Segment Start: Supplied entries

PR #1102, opened 2018-03-22
support aliases for name fields

missinglink:
this is the twin PR for https://github.com/pelias/model/pull/90, check that out for some background on the feature.

In the PR linked above, I have enabled the ability for `name.*` fields to be stored as either a scalar string or as an array of strings.

This PR adds support for name aliases in the `pelias/api` codebase, adding a bunch of checks to ensure that middleware/helper comparisons are done on the types they are expecting (ie. strings).

In order to avoid code duplication, I split off the `getStringValue()` and `getArrayValue()` functions in to their own helper file.

In doing so, and adding tests, I wasn't satisfied with how that function was behaving, I made a change to how it functions:

I added support for integers. the original code rejected integers because they fail `_.isEmpty` cc/ @trescube was this intended? [I had to change this test](https://github.com/pelias/api/compare/name_aliases?expand=1#diff-4693562c4d2429d296796a015f8a8d1fR111), I couldn't figure out why we would want to replace numbers with empty strings, do you recall?

I'm also not a big fan of `t.equal(field.getStringValue({foo: 'bar'}), '[object Object]');` but I didn't want to change too much, and that seems to be working?

The rest of the PR is just adding test cases for various functions which would be affected by the change.

### DIFF
--- a/helper/fieldValue.js
+++ b/helper/fieldValue.js
@@ -17,7 +17,7 @@ function getStringValue(property) {
     return property;
   }
 
-  // array value, take first item in array (at this time only used for admin values)
+  // array value, take first item in array (at this time only used for admin & name values)
   if (_.isArray(property)) {
     return property[0];
   }
--- a/helper/fieldValue.js
+++ b/helper/fieldValue.js
@@ -1,0 +1,47 @@
+'use strict';
+
+const _ = require('lodash');
+
+function getStringValue(property) {
+  // numeric value, cast to string
+  if (_.isNumber(property)) {
+    return _.toString(property);
+  }
+
+  // isEmpty check works for all types of values: strings, arrays, objects
+  if (_.isEmpty(property)) {
+    return '';
+  }
+
+  if (_.isString(property)) {
+    return property;
+  }
+
+  // array value, take first item in array (at this time only used for admin values)
+  if (_.isArray(property)) {
+    return property[0];
+  }
+
+  return _.toString(property);
+}
+
+function getArrayValue(property) {
+  // numeric value, cast to array
+  if (_.isNumber(property)) {
+    return [property];
+  }
+
+  // isEmpty check works for all types of values: strings, arrays, objects
+  if (_.isEmpty(property)) {
+    return [];
+  }
+
+  if (_.isArray(property)) {
+    return property;
+  }
+
+  return [property];
+}
+
+module.exports.getStringValue = getStringValue;
+module.exports.getArrayValue = getArrayValue;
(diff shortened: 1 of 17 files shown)


test/unit/middleware/dedupe.js
```diff
@@ -223,41 +223,71 @@ module.exports.tests.trump = function(test, common) {
...
-        'address_parts': {}
-      },
-      {
-        'name': { 'default': '100 Main St' },
-        'source': 'openstreetmap',
-        'source_id': '654321',
-        'layer': 'address',
-        'address_parts': {
-          'zip': '54321'
+  test('osm with zip trumps openaddresses without zip', function (t) {
```
missinglink: this function wasn't modified, I just fixed the indentation

test/unit/middleware/dedupe.js
```diff
@@ -223,41 +223,71 @@ module.exports.tests.trump = function(test, common) {
...
+
+    var expectedCount = 1;
+    dedupe(req, res, function () {
+      t.equal(res.data.length, expectedCount, 'results have fewer items than before');
+      t.deepEqual(res.data[0].source_id, '654321', 'openstreetmap result with zip won');
+      t.end();
+    });
+  });
+
+  test('works with name aliases', function (t) {
```
missinglink: this is a new function

helper/fieldValue.js
```diff
@@ -0,0 +1,47 @@
...
+  // isEmpty check works for all types of values: strings, arrays, objects
+  if (_.isEmpty(property)) {
+    return '';
+  }
+
+  if (_.isString(property)) {
+    return property;
+  }
+
+  // array value, take first item in array (at this time only used for admin values)
```
missinglink: out of date comment

test/unit/helper/fieldValue.js
```diff
@@ -0,0 +1,41 @@
...
+module.exports.tests.getStringValue = function(test) {
+  test('getStringValue', function(t) {
+    t.equal(field.getStringValue([]), '', 'empty array');
+    t.equal(field.getStringValue(''), '', 'empty string');
+    t.equal(field.getStringValue('foo'), 'foo', 'string');
+    t.equal(field.getStringValue(['foo','bar']), 'foo', 'array');
+    t.equal(field.getStringValue(['']), '', 'array with empty string');
+    t.equal(field.getStringValue(-0), '-0', 'number');
+    t.equal(field.getStringValue(+0), '0', 'number');
+    t.equal(field.getStringValue({foo: 'bar'}), '[object Object]', '_.toString');
```
orangejulius: add a comment that this is not necessarily desired behavior, just how it used to work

Segment End: Supplied entries

Assignment: Reproduce the data shown above exactly.

Answer to the exercise:
PR #1102, opened 2018-03-22
support aliases for name fields

missinglink:
this is the twin PR for https://github.com/pelias/model/pull/90, check that out for some background on the feature.

In the PR linked above, I have enabled the ability for `name.*` fields to be stored as either a scalar string or as an array of strings.

This PR adds support for name aliases in the `pelias/api` codebase, adding a bunch of checks to ensure that middleware/helper comparisons are done on the types they are expecting (ie. strings).

In order to avoid code duplication, I split off the `getStringValue()` and `getArrayValue()` functions in to their own helper file.

In doing so, and adding tests, I wasn't satisfied with how that function was behaving, I made a change to how it functions:

I added support for integers. the original code rejected integers because they fail `_.isEmpty` cc/ @trescube was this intended? [I had to change this test](https://github.com/pelias/api/compare/name_aliases?expand=1#diff-4693562c4d2429d296796a015f8a8d1fR111), I couldn't figure out why we would want to replace numbers with empty strings, do you recall?

I'm also not a big fan of `t.equal(field.getStringValue({foo: 'bar'}), '[object Object]');` but I didn't want to change too much, and that seems to be working?

The rest of the PR is just adding test cases for various functions which would be affected by the change.

### DIFF
--- a/helper/fieldValue.js
+++ b/helper/fieldValue.js
@@ -17,7 +17,7 @@ function getStringValue(property) {
     return property;
   }
 
-  // array value, take first item in array (at this time only used for admin values)
+  // array value, take first item in array (at this time only used for admin & name values)
   if (_.isArray(property)) {
     return property[0];
   }
--- a/helper/fieldValue.js
+++ b/helper/fieldValue.js
@@ -1,0 +1,47 @@
+'use strict';
+
+const _ = require('lodash');
+
+function getStringValue(property) {
+  // numeric value, cast to string
+  if (_.isNumber(property)) {
+    return _.toString(property);
+  }
+
+  // isEmpty check works for all types of values: strings, arrays, objects
+  if (_.isEmpty(property)) {
+    return '';
+  }
+
+  if (_.isString(property)) {
+    return property;
+  }
+
+  // array value, take first item in array (at this time only used for admin values)
+  if (_.isArray(property)) {
+    return property[0];
+  }
+
+  return _.toString(property);
+}
+
+function getArrayValue(property) {
+  // numeric value, cast to array
+  if (_.isNumber(property)) {
+    return [property];
+  }
+
+  // isEmpty check works for all types of values: strings, arrays, objects
+  if (_.isEmpty(property)) {
+    return [];
+  }
+
+  if (_.isArray(property)) {
+    return property;
+  }
+
+  return [property];
+}
+
+module.exports.getStringValue = getStringValue;
+module.exports.getArrayValue = getArrayValue;
(diff shortened: 1 of 17 files shown)


test/unit/middleware/dedupe.js
```diff
@@ -223,41 +223,71 @@ module.exports.tests.trump = function(test, common) {
...
-        'address_parts': {}
-      },
-      {
-        'name': { 'default': '100 Main St' },
-        'source': 'openstreetmap',
-        'source_id': '654321',
-        'layer': 'address',
-        'address_parts': {
-          'zip': '54321'
+  test('osm with zip trumps openaddresses without zip', function (t) {
```
missinglink: this function wasn't modified, I just fixed the indentation

test/unit/middleware/dedupe.js
```diff
@@ -223,41 +223,71 @@ module.exports.tests.trump = function(test, common) {
...
+
+    var expectedCount = 1;
+    dedupe(req, res, function () {
+      t.equal(res.data.length, expectedCount, 'results have fewer items than before');
+      t.deepEqual(res.data[0].source_id, '654321', 'openstreetmap result with zip won');
+      t.end();
+    });
+  });
+
+  test('works with name aliases', function (t) {
```
missinglink: this is a new function

helper/fieldValue.js
```diff
@@ -0,0 +1,47 @@
...
+  // isEmpty check works for all types of values: strings, arrays, objects
+  if (_.isEmpty(property)) {
+    return '';
+  }
+
+  if (_.isString(property)) {
+    return property;
+  }
+
+  // array value, take first item in array (at this time only used for admin values)
```
missinglink: out of date comment

test/unit/helper/fieldValue.js
```diff
@@ -0,0 +1,41 @@
...
+module.exports.tests.getStringValue = function(test) {
+  test('getStringValue', function(t) {
+    t.equal(field.getStringValue([]), '', 'empty array');
+    t.equal(field.getStringValue(''), '', 'empty string');
+    t.equal(field.getStringValue('foo'), 'foo', 'string');
+    t.equal(field.getStringValue(['foo','bar']), 'foo', 'array');
+    t.equal(field.getStringValue(['']), '', 'array with empty string');
+    t.equal(field.getStringValue(-0), '-0', 'number');
+    t.equal(field.getStringValue(+0), '0', 'number');
+    t.equal(field.getStringValue({foo: 'bar'}), '[object Object]', '_.toString');
```
orangejulius: add a comment that this is not necessarily desired behavior, just how it used to work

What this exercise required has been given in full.